▶ [EXTRACTED ENTRIES]:
○ ○ ○ ○ ○ ○ ○
PR #661, opened 2023-12-28
Tests fail with "OSError: AF_UNIX path too long" because socket paths exceed max length (107 bytes)

cjntaylor:
*Splitting apart into a separate PR*

Unix socket tests were failing with OSError: AF_UNIX path too long. The paths generated by pytest's `tmp_path_factory` fixture on macOS exceed the system max socket path length.

On macOS, the unix socket path length limit is 107 bytes; the base temp directory of `/private/var/folders` combined with the subdirectories added by `tmp_path_factory` generates paths regularly exceeding this limit by 10+ bytes. Linux also has this limit (108 bytes), but because it's almost always rooted at `/tmp` or `/var/tmp` it's unlikely to trigger this error. These limits are discussed more here: python/cpython#93852

A simple workaround was to use `tempdir.TemporaryDirectory` for socket paths. Even on macOS, these paths are short enough that they shouldn't trigger this error, while still using standard tempdir conventions/locations.

I'm unsure why these path lengths aren't an issue on the macOS CI instances; it's very odd they're not. The only major difference I can find is that I'm running Ventura (macOS 13) vs the CI's Monterey (macOS 12); otherwise my pytest version matches up exactly. I also don't see anything in the pytest commit history indicating a change to how tmp_path_factory locations are generated.

### DIFF
--- a/tests/test_sockets.py
+++ b/tests/test_sockets.py
@@ -7,6 +7,7 @@ import os
 import platform
 import socket
 import sys
+import tempfile
 import threading
 import time
 from contextlib import suppress
@@ -14,7 +15,7 @@ from pathlib import Path
 from socket import AddressFamily
 from ssl import SSLContext, SSLError
 from threading import Thread
-from typing import Any, Iterable, Iterator, NoReturn, TypeVar, cast
+from typing import Any, Generator, Iterable, Iterator, NoReturn, TypeVar, cast
 
 import psutil
 import pytest
@@ -707,8 +708,11 @@ class TestTCPListener:
 )
 class TestUNIXStream:
     @pytest.fixture
-    def socket_path(self, tmp_path_factory: TempPathFactory) -> Path:
-        return tmp_path_factory.mktemp("unix").joinpath("socket")
+    def socket_path(self) -> Generator[Path, None, None]:
+        # Use stdlib tempdir generation
+        # Fixes `OSError: AF_UNIX path too long` from pytest generated temp_path
+        with tempfile.TemporaryDirectory() as path:
+            yield Path(path) / "socket"
 
     @pytest.fixture(params=[False, True], ids=["str", "path"])
     def socket_path_or_str(self, request: SubRequest, socket_path: Path) -> Path | str:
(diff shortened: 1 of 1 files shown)


agronholm:
Out of curiosity, what kinds of paths are you getting from `tmp_path_factory`?

docs/versionhistory.rst
```diff
@@ -1,6 +1,12 @@
 Version history
 ===============
 
+**UNRELEASED**
+
+- Modified socket tests to generate unix socket paths of lengths less than 107 bytes.
+  Modern unices enforce this limitation and throw an OSError when the path is too long
+  (PR by Colin Taylor)
```
agronholm, line 8: There's no need for a changelog entry as this is just an internal change.
```suggestion
```

docs/versionhistory.rst
```diff
@@ -1,6 +1,12 @@
...
+
```
agronholm, line 9: There's no need for a changelog entry as this is just an internal change.
```suggestion
```

cjntaylor: Just being thorough - removed.

agronholm (approved):

cjntaylor:
> Out of curiosity, what kinds of paths are you getting from `tmp_path_factory`?

They look like this:

```
/private/var/folders/0w/hxs339xd1jx78kt6gpy0b8_w0000gp/T/pytest-of-cjntaylor/pytest-80/unix50/socket
/private/var/folders/0w/hxs339xd1jx78kt6gpy0b8_w0000gp/T/pytest-of-cjntaylor/pytest-80/unix51/socket
/private/var/folders/0w/hxs339xd1jx78kt6gpy0b8_w0000gp/T/pytest-of-cjntaylor/pytest-80/unix52/socket
/private/var/folders/0w/hxs339xd1jx78kt6gpy0b8_w0000gp/T/pytest-of-cjntaylor/pytest-80/unix53/socket
```

These are short enough to not throw AF_UNIX errors. I must have run the tests enough to increase the counts enough to push the path past 107 bytes. Explains why the CI works - it's tearing down it's temp folder each run so those counts will never get that high

Up to you if you still think this is an issue; it's a little close for comfort for me but the average person would probably not run into it 🤷‍♂️

agronholm:
Looks uncomfortably close to the limit still.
○ ○ ○ ○ ○ ○ ○
▶ [WORK TO BE COMPLETED]:
Retype the material above in full, exactly.

▶ [RESULT OF THIS TASK]:
PR #661, opened 2023-12-28
Tests fail with "OSError: AF_UNIX path too long" because socket paths exceed max length (107 bytes)

cjntaylor:
*Splitting apart into a separate PR*

Unix socket tests were failing with OSError: AF_UNIX path too long. The paths generated by pytest's `tmp_path_factory` fixture on macOS exceed the system max socket path length.

On macOS, the unix socket path length limit is 107 bytes; the base temp directory of `/private/var/folders` combined with the subdirectories added by `tmp_path_factory` generates paths regularly exceeding this limit by 10+ bytes. Linux also has this limit (108 bytes), but because it's almost always rooted at `/tmp` or `/var/tmp` it's unlikely to trigger this error. These limits are discussed more here: python/cpython#93852

A simple workaround was to use `tempdir.TemporaryDirectory` for socket paths. Even on macOS, these paths are short enough that they shouldn't trigger this error, while still using standard tempdir conventions/locations.

I'm unsure why these path lengths aren't an issue on the macOS CI instances; it's very odd they're not. The only major difference I can find is that I'm running Ventura (macOS 13) vs the CI's Monterey (macOS 12); otherwise my pytest version matches up exactly. I also don't see anything in the pytest commit history indicating a change to how tmp_path_factory locations are generated.

### DIFF
--- a/tests/test_sockets.py
+++ b/tests/test_sockets.py
@@ -7,6 +7,7 @@ import os
 import platform
 import socket
 import sys
+import tempfile
 import threading
 import time
 from contextlib import suppress
@@ -14,7 +15,7 @@ from pathlib import Path
 from socket import AddressFamily
 from ssl import SSLContext, SSLError
 from threading import Thread
-from typing import Any, Iterable, Iterator, NoReturn, TypeVar, cast
+from typing import Any, Generator, Iterable, Iterator, NoReturn, TypeVar, cast
 
 import psutil
 import pytest
@@ -707,8 +708,11 @@ class TestTCPListener:
 )
 class TestUNIXStream:
     @pytest.fixture
-    def socket_path(self, tmp_path_factory: TempPathFactory) -> Path:
-        return tmp_path_factory.mktemp("unix").joinpath("socket")
+    def socket_path(self) -> Generator[Path, None, None]:
+        # Use stdlib tempdir generation
+        # Fixes `OSError: AF_UNIX path too long` from pytest generated temp_path
+        with tempfile.TemporaryDirectory() as path:
+            yield Path(path) / "socket"
 
     @pytest.fixture(params=[False, True], ids=["str", "path"])
     def socket_path_or_str(self, request: SubRequest, socket_path: Path) -> Path | str:
(diff shortened: 1 of 1 files shown)


agronholm:
Out of curiosity, what kinds of paths are you getting from `tmp_path_factory`?

docs/versionhistory.rst
```diff
@@ -1,6 +1,12 @@
 Version history
 ===============
 
+**UNRELEASED**
+
+- Modified socket tests to generate unix socket paths of lengths less than 107 bytes.
+  Modern unices enforce this limitation and throw an OSError when the path is too long
+  (PR by Colin Taylor)
```
agronholm, line 8: There's no need for a changelog entry as this is just an internal change.
```suggestion
```

docs/versionhistory.rst
```diff
@@ -1,6 +1,12 @@
...
+
```
agronholm, line 9: There's no need for a changelog entry as this is just an internal change.
```suggestion
```

cjntaylor: Just being thorough - removed.

agronholm (approved):

cjntaylor:
> Out of curiosity, what kinds of paths are you getting from `tmp_path_factory`?

They look like this:

```
/private/var/folders/0w/hxs339xd1jx78kt6gpy0b8_w0000gp/T/pytest-of-cjntaylor/pytest-80/unix50/socket
/private/var/folders/0w/hxs339xd1jx78kt6gpy0b8_w0000gp/T/pytest-of-cjntaylor/pytest-80/unix51/socket
/private/var/folders/0w/hxs339xd1jx78kt6gpy0b8_w0000gp/T/pytest-of-cjntaylor/pytest-80/unix52/socket
/private/var/folders/0w/hxs339xd1jx78kt6gpy0b8_w0000gp/T/pytest-of-cjntaylor/pytest-80/unix53/socket
```

These are short enough to not throw AF_UNIX errors. I must have run the tests enough to increase the counts enough to push the path past 107 bytes. Explains why the CI works - it's tearing down it's temp folder each run so those counts will never get that high

Up to you if you still think this is an issue; it's a little close for comfort for me but the average person would probably not run into it 🤷‍♂️

agronholm:
Looks uncomfortably close to the limit still.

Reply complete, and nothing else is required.